Thanks for all the suggestions 
Not decided which one to get yet though.. An avic is looking like a good choice at the moment.. Trouble is I like the p.irminia too much now and its making it tough !


----------



## xelda (Feb 26, 2005)

Why not get both?  You'll probably end up buying the other one eventually anyway.  

By the way, I own 9 Avicularia (including A. avic, A. purpurea, A. versicolor, and A. minatrix).  They're a very hearty bunch.  They do make some heavy webs, I can still see them pretty nicely since the webbing is tubular.  The purpurea are more likely to spaz out than the rest, but overall, they're pretty chill.


----------



## CreepyCrawly (Feb 26, 2005)

*What a tough choice!*

Isn't getting a new T fun?!

I've had both A. avic and currently have a P. irminia.  I, personally, love my suntiger!  The avics were slower, but neither of them what I'd consider handlable.  I recently got my suntiger (a few weeks ago now) and think it's just too awesome.  I think most arboreals tend to web, both my P. irminia and my female A. avic have created very interesting webs, and tend to hide a lot.  My male A. avic only webbed sporadically, and was always out and about - until he died after his maturing molt.  I won't purchase another A. avic, although I will admit that I am tempted to try out an A. versicolor, as I've been in love with their looks (be it however rare I get to see it).  I rarely get to see my P. irminia, but when I do get to see her, it's well worth it!
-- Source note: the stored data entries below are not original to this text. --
PR #7919, opened 2024-12-15
feat(transformer/class-properties): do not create temp var for template literal computed key

overlookmotel:
Do not create temp var for computed key which is `TemplateLiteral` with no expressions. Evaluating such a template literal cannot have side effects.

```js
class C {
  [`foo`] = 1;
}
```

But this *can* have side effects:

```js
class C {
  [`foo${bar}`] = 1;
}
```


Dunqing (approved):

Dunqing:
### Merge activity

* **Dec 15, 11:54 AM EST**: The merge label '0-merge' was detected. This PR will be added to the [Graphite merge queue](https://app.graphite.dev/merges?org=oxc-project&repo=oxc) once it meets the requirements.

I've read that they're not beginner spiders, but mine at least is more skittish than anything.  She hides most of the time, and even when I'm messing around in her cage she doesn't come out and engage me.  I guess they're classified as non-beginner is because they're fast...  but I wish I'd gotten mine A LOT sooner.

Reactions: Like 1


----------



## RazorRipley (Feb 27, 2005)

Zelda said:
			
		

> Hi,
> 
> I will be receiving a large tall glass tank very soon and i'm interested in putting an arboreal tarantula in there..
> What would be the best choice for a first arboreal species? I never owned one before and dont know the ins and outs of them yet, so any suggestions off you guys and gals would be much appreciated


Personally, if I had to pick one aboreal, Id put a Poecilotheria formosa in there, nice purple on it.. always an ice breaker at parties.


----------



## Zelda (Feb 27, 2005)

Again, thanks for the replies 

Whats the opinion on h.maculata? 
They look amazing... Although the temperament looks a bit on the dodgy side..
I will be using the hands off approach with the T so aggression shouldn't reallly be a major problem.


----------



## shogun804 (Feb 27, 2005)

thats not really the best choice they are very fast and can pack a powerful bite being that they are a old world specie....this is also a good thread
http://www.arachnoboards.com/ab/showthread.php?t=40987


----------



## Schlyne (Feb 27, 2005)

Zelda said:
			
		

> Again, thanks for the replies
> 
> Whats the opinion on h.maculata?
> They look amazing... Although the temperament looks a bit on the dodgy side..
> I will be using the hands off approach with the T so aggression shouldn't reallly be a major problem.


Get a load of experience with other quick NW arboreals first.  The H mac sling is truly the fastest arboreal I own.  I'd have to say it's faster than my P. formosa at the moment...I've also been told that the Pokie won't be as inclinded to take off as it gets larger, but the H mac doesn't change at all.  And of course, the bite is not something to be taken lightly.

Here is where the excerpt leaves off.